> **WHAT YOU WILL DO**
For every line in the entries that contains "needed", show the whole line.

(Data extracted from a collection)
++++++++

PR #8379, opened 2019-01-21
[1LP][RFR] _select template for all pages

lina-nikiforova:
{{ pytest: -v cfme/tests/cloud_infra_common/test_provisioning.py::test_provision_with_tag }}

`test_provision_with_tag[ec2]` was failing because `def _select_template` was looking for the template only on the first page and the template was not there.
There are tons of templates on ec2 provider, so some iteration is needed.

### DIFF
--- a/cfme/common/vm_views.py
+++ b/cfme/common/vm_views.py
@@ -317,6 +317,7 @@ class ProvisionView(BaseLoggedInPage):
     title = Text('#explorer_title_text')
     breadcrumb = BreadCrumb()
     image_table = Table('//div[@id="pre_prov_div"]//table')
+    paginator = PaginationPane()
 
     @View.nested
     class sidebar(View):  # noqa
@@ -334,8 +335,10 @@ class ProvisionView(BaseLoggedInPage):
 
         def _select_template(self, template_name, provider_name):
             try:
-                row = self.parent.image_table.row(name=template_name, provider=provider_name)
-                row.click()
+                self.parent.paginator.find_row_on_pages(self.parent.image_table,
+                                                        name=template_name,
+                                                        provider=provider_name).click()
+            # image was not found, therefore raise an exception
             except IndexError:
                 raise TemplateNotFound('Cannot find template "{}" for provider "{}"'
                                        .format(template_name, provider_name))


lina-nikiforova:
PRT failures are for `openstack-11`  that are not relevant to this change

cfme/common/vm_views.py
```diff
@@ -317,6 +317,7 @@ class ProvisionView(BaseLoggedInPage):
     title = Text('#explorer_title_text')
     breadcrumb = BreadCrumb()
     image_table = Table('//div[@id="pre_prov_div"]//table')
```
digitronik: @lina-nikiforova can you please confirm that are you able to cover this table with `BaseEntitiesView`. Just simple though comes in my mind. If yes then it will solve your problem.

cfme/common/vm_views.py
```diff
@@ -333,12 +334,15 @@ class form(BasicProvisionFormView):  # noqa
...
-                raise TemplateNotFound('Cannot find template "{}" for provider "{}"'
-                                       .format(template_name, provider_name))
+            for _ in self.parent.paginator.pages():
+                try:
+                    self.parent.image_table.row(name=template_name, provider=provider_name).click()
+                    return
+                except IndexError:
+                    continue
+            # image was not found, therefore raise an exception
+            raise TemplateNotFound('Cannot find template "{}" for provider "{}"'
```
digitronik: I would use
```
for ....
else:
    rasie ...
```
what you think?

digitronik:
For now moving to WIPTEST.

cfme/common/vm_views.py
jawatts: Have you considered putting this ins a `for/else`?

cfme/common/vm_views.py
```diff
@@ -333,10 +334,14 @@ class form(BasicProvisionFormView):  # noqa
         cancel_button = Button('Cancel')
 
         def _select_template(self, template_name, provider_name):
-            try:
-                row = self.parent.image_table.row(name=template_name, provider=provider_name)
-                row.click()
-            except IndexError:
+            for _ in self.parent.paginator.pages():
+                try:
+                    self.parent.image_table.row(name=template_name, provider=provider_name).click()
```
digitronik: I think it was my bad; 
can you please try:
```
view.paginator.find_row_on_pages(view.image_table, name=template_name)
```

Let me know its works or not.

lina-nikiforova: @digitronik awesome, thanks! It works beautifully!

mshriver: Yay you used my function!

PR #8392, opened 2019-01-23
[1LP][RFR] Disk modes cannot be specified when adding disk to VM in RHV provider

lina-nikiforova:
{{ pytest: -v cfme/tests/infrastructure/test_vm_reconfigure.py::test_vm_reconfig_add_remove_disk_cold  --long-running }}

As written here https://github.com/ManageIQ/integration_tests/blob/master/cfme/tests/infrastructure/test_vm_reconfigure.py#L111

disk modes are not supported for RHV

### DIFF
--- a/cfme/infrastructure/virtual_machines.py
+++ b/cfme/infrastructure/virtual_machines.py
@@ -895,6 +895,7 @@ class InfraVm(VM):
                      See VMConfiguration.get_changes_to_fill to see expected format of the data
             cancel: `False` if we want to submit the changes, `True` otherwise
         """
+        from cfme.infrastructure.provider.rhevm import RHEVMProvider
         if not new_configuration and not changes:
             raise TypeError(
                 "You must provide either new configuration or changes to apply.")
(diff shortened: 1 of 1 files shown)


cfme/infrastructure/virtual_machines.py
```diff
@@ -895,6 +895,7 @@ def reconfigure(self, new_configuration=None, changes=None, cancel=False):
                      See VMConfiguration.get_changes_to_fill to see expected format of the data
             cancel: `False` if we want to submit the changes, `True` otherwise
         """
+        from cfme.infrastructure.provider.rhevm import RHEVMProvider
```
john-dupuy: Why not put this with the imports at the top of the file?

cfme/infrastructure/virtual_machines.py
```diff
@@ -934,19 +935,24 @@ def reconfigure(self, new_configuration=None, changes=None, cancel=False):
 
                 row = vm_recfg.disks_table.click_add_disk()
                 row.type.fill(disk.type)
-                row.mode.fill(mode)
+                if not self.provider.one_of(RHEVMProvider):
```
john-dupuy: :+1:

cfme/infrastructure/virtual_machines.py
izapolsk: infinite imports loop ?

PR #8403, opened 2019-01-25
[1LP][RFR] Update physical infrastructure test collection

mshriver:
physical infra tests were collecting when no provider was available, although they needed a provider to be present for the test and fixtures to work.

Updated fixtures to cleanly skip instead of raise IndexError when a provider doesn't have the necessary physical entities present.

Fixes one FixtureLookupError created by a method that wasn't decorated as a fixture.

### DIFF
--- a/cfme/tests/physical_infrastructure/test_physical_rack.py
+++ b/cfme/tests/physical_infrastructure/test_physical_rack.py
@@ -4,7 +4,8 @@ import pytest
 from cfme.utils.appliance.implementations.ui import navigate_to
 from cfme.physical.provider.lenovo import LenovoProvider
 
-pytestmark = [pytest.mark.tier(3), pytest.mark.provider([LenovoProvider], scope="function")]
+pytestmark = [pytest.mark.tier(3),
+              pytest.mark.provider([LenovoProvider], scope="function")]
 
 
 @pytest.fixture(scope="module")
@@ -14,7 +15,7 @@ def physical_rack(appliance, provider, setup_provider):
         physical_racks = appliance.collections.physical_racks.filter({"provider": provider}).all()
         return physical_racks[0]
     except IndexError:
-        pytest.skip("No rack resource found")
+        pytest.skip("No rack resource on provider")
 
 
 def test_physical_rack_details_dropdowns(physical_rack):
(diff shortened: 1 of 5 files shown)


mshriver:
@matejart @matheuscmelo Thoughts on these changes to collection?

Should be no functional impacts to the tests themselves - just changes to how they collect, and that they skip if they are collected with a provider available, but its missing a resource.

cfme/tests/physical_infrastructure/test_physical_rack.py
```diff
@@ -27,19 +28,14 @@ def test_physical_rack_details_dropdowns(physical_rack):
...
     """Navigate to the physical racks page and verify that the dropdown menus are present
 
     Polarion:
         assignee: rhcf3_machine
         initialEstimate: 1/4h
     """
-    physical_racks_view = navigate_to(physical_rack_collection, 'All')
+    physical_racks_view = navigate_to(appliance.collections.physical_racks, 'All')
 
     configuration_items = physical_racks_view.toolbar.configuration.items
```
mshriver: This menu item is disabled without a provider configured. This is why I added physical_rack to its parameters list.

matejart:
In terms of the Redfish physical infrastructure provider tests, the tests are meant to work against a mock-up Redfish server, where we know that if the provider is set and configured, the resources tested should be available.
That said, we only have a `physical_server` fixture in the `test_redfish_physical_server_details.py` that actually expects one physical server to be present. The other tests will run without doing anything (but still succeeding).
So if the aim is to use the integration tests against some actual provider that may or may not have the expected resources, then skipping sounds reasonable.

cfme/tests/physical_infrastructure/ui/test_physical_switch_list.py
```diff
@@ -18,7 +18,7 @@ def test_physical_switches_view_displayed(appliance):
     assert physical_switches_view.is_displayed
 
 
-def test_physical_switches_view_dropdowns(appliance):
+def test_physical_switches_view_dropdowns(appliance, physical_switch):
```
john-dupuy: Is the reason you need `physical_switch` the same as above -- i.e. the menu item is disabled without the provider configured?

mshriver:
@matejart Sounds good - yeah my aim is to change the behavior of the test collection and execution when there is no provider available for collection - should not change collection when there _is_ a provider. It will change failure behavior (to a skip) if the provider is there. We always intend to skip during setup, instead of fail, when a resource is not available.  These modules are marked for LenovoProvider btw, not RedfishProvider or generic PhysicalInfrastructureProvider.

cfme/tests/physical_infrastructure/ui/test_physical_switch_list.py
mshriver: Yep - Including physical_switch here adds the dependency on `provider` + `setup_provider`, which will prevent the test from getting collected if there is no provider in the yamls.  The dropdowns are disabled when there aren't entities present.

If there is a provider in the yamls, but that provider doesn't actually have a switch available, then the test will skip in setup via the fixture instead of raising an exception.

++++++++

> **SOLVED PROBLEM**
There are tons of templates on ec2 provider, so some iteration is needed.
physical infra tests were collecting when no provider was available, although they needed a provider to be present for the test and fixtures to work.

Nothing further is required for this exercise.